▶ [DESCRIPTION OF THE TASK]: Identify all lines in the data containing the string "same". Copy them out.

● ● ● ● ● ● ●

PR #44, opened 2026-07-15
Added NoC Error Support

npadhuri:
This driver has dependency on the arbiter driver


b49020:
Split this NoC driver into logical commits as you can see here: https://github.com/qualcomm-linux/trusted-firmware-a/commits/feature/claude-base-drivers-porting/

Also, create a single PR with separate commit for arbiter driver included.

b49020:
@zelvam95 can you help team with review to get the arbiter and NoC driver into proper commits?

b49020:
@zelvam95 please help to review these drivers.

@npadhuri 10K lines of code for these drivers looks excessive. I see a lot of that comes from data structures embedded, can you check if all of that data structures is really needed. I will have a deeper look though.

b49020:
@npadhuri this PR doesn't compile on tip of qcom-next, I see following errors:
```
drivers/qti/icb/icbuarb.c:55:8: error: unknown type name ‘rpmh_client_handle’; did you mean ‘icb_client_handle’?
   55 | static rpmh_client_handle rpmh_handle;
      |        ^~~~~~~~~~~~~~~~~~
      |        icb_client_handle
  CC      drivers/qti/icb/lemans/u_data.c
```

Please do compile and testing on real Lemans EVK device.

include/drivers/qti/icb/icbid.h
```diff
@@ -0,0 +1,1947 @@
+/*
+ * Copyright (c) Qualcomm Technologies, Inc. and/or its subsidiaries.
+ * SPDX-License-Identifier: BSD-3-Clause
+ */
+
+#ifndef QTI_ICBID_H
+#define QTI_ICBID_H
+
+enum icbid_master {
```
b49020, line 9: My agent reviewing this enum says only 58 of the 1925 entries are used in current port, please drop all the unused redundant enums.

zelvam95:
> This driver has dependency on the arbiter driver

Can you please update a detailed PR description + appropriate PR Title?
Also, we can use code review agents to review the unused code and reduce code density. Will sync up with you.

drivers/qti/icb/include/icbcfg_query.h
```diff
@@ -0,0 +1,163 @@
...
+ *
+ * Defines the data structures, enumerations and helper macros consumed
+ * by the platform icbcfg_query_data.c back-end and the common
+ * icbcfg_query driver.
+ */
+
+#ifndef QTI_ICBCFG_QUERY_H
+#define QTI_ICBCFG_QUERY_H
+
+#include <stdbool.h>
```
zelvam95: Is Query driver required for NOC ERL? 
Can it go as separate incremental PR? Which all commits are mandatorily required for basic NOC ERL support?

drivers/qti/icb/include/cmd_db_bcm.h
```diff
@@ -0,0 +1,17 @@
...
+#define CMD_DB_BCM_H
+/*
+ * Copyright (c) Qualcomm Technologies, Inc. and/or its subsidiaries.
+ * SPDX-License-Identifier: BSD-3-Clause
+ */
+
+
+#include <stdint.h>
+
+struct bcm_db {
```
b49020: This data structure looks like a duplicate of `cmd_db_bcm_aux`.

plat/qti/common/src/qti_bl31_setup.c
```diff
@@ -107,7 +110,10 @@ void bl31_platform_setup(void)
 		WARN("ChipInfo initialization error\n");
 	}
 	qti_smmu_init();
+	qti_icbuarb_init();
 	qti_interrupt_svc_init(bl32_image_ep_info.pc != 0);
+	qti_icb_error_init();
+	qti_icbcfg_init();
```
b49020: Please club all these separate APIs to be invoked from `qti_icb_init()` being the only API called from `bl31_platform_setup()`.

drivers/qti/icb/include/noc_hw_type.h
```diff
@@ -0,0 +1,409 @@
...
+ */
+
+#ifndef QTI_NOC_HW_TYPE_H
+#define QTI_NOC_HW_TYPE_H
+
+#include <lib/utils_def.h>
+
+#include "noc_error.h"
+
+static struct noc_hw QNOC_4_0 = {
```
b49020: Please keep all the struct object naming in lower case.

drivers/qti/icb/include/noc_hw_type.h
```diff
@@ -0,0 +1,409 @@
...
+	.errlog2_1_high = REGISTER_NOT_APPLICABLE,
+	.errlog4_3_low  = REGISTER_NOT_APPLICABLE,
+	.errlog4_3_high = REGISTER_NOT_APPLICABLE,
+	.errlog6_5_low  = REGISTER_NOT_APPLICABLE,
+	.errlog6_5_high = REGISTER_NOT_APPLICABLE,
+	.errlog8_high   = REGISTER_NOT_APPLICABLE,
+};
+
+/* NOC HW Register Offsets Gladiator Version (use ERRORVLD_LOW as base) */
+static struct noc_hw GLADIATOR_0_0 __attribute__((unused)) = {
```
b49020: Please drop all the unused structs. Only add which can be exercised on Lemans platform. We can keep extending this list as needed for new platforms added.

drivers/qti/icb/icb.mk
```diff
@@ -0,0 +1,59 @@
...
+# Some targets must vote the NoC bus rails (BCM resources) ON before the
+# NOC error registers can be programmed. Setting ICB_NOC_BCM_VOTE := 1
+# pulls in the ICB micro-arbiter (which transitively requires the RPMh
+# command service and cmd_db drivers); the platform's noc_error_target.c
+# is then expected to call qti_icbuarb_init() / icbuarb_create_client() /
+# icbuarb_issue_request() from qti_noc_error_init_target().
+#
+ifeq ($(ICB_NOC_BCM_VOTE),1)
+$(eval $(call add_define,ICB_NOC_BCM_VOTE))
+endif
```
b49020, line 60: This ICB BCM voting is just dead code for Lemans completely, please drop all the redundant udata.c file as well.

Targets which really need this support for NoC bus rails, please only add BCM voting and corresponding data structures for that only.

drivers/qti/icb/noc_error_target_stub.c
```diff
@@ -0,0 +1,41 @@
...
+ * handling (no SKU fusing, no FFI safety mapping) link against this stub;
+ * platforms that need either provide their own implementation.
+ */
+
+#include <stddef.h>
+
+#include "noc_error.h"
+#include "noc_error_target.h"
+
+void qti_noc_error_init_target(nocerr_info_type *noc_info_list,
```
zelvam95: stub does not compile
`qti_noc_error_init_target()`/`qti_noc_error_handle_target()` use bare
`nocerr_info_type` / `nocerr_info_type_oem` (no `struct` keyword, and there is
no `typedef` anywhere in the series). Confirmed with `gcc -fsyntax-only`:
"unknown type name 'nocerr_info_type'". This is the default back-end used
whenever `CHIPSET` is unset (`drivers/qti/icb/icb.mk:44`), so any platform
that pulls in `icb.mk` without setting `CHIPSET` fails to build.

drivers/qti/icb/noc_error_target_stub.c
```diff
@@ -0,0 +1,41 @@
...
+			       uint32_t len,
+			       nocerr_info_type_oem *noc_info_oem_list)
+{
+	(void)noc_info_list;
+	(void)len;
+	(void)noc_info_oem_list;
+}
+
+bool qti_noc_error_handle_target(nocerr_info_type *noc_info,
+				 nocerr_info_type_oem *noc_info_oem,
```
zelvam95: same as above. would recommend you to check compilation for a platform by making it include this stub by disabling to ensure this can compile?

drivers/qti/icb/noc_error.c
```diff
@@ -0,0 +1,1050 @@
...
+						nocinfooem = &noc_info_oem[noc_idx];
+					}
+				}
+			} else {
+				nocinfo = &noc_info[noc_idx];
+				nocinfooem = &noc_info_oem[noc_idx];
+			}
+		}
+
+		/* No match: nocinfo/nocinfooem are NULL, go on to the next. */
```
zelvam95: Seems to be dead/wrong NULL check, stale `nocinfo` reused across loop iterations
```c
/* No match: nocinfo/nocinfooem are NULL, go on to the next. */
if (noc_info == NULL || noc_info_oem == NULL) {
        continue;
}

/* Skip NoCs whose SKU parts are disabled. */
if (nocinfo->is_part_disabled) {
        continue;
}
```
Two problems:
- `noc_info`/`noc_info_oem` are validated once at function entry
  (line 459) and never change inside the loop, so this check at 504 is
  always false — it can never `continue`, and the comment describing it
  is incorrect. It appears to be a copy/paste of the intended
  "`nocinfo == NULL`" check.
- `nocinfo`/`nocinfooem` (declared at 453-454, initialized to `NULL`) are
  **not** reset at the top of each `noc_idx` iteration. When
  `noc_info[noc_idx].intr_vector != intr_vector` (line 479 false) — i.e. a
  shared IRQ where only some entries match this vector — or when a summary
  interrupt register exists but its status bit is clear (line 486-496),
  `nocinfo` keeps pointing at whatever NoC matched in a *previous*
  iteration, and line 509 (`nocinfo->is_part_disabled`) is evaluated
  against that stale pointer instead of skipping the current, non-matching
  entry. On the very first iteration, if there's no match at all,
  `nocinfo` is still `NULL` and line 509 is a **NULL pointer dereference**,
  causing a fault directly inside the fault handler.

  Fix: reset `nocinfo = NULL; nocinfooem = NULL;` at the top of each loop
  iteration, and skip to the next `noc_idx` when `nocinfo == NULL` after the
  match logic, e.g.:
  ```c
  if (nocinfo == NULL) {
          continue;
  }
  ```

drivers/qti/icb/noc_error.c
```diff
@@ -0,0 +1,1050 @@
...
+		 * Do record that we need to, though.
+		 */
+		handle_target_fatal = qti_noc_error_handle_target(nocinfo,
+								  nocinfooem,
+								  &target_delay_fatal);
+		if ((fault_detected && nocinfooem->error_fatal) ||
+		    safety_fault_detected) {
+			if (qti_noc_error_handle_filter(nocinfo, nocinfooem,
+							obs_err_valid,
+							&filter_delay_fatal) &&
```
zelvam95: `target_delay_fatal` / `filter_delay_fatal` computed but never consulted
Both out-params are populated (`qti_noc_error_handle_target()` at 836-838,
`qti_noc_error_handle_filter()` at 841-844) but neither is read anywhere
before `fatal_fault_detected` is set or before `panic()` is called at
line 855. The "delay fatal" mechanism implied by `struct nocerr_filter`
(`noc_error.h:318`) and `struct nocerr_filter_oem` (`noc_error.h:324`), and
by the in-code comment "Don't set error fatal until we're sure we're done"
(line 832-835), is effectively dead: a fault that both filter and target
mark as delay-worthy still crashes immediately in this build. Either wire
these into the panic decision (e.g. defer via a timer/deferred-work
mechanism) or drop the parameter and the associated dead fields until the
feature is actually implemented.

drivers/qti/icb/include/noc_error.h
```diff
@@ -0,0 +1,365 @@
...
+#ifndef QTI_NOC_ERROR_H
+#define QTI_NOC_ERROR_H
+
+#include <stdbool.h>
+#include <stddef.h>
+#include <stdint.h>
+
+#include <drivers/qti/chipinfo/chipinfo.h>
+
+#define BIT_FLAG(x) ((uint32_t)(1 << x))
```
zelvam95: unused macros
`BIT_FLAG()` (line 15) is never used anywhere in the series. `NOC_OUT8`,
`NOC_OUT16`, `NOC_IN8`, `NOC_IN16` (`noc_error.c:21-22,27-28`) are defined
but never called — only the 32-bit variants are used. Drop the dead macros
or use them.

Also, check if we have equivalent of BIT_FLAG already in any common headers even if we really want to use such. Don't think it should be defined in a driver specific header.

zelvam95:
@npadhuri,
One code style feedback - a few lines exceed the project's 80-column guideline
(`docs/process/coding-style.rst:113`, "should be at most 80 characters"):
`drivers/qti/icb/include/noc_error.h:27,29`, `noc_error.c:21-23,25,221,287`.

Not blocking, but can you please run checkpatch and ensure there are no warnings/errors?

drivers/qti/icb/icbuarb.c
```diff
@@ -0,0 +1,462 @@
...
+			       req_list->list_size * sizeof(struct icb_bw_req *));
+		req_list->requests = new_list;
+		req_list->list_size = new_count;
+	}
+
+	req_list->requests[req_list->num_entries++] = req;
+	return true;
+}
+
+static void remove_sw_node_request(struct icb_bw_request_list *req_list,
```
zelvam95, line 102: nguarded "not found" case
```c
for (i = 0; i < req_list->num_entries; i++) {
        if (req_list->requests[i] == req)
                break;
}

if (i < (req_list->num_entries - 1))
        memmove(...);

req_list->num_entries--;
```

● ● ● ● ● ● ●

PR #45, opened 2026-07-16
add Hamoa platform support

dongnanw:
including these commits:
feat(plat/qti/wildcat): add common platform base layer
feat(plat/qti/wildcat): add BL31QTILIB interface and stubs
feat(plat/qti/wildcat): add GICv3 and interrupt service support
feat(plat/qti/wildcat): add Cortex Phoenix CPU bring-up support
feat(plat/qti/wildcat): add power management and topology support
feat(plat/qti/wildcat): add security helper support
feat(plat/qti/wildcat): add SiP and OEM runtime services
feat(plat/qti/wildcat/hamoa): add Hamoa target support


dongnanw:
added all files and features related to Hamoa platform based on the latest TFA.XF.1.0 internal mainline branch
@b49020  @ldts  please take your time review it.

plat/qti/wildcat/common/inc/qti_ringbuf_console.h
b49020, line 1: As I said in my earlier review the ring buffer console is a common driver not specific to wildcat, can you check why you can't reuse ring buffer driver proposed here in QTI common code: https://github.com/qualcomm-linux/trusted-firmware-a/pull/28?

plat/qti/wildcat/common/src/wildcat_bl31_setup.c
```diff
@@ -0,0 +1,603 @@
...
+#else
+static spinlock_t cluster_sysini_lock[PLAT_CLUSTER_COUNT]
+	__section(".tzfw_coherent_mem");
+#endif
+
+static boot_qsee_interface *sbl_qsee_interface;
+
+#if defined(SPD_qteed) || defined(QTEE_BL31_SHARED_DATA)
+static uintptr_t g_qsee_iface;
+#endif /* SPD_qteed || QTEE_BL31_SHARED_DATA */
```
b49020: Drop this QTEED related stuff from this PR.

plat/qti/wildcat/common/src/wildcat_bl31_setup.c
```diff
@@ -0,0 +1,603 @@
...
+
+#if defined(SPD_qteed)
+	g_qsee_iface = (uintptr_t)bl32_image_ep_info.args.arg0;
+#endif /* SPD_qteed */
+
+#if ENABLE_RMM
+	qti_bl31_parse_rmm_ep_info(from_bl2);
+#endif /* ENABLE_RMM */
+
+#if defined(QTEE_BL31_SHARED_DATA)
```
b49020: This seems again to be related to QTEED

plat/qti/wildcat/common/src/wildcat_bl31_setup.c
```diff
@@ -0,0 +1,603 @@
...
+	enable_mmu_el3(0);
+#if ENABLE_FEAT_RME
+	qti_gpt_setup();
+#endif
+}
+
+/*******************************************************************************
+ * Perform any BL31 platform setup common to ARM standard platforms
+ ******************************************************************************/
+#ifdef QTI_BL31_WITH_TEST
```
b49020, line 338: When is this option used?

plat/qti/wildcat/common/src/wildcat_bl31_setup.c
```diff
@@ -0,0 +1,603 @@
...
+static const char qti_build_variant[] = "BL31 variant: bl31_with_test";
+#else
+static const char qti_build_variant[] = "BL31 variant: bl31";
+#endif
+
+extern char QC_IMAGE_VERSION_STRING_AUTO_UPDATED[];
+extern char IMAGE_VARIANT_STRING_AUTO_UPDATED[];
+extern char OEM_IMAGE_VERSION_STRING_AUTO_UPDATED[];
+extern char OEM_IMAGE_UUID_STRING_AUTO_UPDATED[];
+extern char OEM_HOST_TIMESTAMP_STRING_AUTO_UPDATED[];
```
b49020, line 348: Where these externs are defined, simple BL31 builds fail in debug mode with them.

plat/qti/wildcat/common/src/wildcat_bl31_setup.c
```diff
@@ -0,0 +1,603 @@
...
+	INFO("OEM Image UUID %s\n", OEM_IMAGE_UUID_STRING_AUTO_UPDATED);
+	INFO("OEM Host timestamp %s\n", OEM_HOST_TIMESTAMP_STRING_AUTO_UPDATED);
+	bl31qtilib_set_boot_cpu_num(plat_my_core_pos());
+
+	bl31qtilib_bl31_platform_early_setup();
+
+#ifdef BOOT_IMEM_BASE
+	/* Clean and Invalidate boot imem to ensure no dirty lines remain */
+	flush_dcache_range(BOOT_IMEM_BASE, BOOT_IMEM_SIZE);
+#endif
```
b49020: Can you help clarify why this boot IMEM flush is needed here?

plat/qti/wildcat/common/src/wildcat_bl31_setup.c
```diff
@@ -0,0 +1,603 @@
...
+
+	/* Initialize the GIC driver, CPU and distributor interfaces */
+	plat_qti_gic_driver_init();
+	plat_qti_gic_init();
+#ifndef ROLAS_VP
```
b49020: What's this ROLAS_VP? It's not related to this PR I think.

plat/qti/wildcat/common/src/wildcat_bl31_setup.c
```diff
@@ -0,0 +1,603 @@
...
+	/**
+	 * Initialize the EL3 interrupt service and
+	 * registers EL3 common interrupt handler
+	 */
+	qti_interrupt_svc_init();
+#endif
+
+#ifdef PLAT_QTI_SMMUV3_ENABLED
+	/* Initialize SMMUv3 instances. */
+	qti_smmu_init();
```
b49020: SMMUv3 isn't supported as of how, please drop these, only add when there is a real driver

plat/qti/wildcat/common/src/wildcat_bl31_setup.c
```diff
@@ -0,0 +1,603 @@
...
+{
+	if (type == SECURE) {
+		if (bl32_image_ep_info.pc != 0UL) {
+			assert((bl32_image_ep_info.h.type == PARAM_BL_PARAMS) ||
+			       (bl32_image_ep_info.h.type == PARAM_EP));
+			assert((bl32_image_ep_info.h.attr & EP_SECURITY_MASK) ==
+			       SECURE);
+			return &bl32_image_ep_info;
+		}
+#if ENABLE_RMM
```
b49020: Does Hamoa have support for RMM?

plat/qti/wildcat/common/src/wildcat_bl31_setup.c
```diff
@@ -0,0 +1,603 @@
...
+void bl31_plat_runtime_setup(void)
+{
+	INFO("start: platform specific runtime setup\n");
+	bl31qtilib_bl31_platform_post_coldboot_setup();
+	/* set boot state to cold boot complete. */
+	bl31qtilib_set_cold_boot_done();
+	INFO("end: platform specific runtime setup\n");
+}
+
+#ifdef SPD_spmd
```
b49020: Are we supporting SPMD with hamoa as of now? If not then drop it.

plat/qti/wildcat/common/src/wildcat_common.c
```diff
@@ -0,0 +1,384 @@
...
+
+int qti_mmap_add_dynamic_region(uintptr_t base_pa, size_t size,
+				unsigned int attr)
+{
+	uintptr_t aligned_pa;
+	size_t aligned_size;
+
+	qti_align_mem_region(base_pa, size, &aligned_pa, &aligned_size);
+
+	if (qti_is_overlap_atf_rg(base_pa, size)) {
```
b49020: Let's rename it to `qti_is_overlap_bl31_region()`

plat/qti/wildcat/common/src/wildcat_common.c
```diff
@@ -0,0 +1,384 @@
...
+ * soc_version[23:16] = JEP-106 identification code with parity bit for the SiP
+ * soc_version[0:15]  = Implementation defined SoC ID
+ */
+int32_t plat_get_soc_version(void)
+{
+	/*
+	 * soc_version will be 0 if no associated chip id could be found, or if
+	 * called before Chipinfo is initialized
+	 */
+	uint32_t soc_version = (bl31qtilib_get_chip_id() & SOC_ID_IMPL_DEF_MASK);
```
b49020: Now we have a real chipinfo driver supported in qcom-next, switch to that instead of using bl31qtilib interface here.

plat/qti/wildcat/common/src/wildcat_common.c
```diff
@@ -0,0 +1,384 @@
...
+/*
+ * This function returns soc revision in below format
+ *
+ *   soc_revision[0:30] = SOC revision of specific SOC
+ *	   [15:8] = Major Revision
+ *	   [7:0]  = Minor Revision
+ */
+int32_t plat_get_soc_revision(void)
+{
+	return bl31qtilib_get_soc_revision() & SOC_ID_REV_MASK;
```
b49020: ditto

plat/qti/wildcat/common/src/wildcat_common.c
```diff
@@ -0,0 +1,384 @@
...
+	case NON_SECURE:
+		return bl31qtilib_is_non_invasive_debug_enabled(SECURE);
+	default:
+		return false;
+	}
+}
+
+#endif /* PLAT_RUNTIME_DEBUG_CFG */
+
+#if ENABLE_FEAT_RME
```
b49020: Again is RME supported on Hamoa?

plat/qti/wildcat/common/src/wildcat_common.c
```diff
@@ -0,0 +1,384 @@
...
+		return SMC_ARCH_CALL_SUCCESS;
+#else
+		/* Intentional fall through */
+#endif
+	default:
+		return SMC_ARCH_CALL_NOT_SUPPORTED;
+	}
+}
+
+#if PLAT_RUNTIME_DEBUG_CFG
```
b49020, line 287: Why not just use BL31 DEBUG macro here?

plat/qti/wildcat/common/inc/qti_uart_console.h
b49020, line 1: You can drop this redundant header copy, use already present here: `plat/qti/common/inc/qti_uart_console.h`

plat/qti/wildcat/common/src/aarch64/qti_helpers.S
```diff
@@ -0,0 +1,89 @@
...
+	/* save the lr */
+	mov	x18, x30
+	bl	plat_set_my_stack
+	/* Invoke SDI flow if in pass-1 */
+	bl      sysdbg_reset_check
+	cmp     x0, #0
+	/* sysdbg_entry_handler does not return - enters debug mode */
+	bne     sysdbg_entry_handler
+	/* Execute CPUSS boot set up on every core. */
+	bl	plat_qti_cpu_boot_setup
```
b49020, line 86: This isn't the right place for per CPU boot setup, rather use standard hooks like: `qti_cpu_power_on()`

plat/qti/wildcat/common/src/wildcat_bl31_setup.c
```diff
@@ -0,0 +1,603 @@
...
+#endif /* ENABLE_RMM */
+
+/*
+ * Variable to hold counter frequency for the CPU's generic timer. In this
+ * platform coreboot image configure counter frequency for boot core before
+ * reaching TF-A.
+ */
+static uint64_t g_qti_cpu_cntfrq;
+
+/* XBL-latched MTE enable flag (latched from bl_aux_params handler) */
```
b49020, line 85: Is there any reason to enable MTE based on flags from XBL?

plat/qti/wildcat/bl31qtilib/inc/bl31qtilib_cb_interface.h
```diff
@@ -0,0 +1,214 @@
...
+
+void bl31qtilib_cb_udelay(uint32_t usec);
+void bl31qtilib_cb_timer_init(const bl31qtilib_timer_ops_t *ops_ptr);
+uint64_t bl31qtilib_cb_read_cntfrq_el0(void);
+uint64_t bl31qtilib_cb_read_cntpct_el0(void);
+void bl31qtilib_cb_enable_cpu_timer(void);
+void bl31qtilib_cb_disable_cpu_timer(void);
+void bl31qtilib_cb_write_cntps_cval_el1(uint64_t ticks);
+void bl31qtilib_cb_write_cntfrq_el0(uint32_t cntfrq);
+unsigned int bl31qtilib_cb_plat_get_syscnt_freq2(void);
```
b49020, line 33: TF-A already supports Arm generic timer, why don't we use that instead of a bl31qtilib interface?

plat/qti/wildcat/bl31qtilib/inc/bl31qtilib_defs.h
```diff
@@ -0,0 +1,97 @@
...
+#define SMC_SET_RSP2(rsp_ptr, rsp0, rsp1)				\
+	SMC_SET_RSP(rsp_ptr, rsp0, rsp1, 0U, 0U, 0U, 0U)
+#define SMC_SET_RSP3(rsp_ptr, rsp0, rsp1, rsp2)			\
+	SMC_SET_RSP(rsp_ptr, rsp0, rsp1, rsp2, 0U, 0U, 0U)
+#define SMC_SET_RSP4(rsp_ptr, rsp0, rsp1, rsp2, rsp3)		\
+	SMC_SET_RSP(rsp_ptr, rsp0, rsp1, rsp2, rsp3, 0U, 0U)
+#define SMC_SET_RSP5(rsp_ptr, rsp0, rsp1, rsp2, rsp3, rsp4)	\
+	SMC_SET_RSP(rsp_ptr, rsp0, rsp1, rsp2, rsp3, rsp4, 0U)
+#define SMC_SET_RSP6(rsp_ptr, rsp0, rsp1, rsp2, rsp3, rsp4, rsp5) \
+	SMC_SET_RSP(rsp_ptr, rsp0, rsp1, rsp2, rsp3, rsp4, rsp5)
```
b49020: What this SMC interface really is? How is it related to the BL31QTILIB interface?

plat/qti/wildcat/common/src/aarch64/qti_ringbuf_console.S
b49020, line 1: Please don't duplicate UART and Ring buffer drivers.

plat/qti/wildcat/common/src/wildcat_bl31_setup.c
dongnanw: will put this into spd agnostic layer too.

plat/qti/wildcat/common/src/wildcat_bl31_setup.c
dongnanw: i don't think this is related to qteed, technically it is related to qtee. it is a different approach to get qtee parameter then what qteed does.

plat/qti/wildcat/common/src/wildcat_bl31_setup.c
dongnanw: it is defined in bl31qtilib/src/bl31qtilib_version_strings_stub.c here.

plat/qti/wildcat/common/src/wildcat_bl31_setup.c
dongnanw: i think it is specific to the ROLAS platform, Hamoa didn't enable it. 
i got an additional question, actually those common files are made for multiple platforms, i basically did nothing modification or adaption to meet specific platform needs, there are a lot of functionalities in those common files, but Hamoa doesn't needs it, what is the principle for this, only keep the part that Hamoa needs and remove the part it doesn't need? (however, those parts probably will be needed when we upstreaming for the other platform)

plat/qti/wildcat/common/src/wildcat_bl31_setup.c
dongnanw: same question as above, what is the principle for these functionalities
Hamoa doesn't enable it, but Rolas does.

● ● ● ● ● ● ●

▶ [EXERCISE RESULT]:
zelvam95: same as above. would recommend you to check compilation for a platform by making it include this stub by disabling to ensure this can compile?
dongnanw: same question as above, what is the principle for these functionalities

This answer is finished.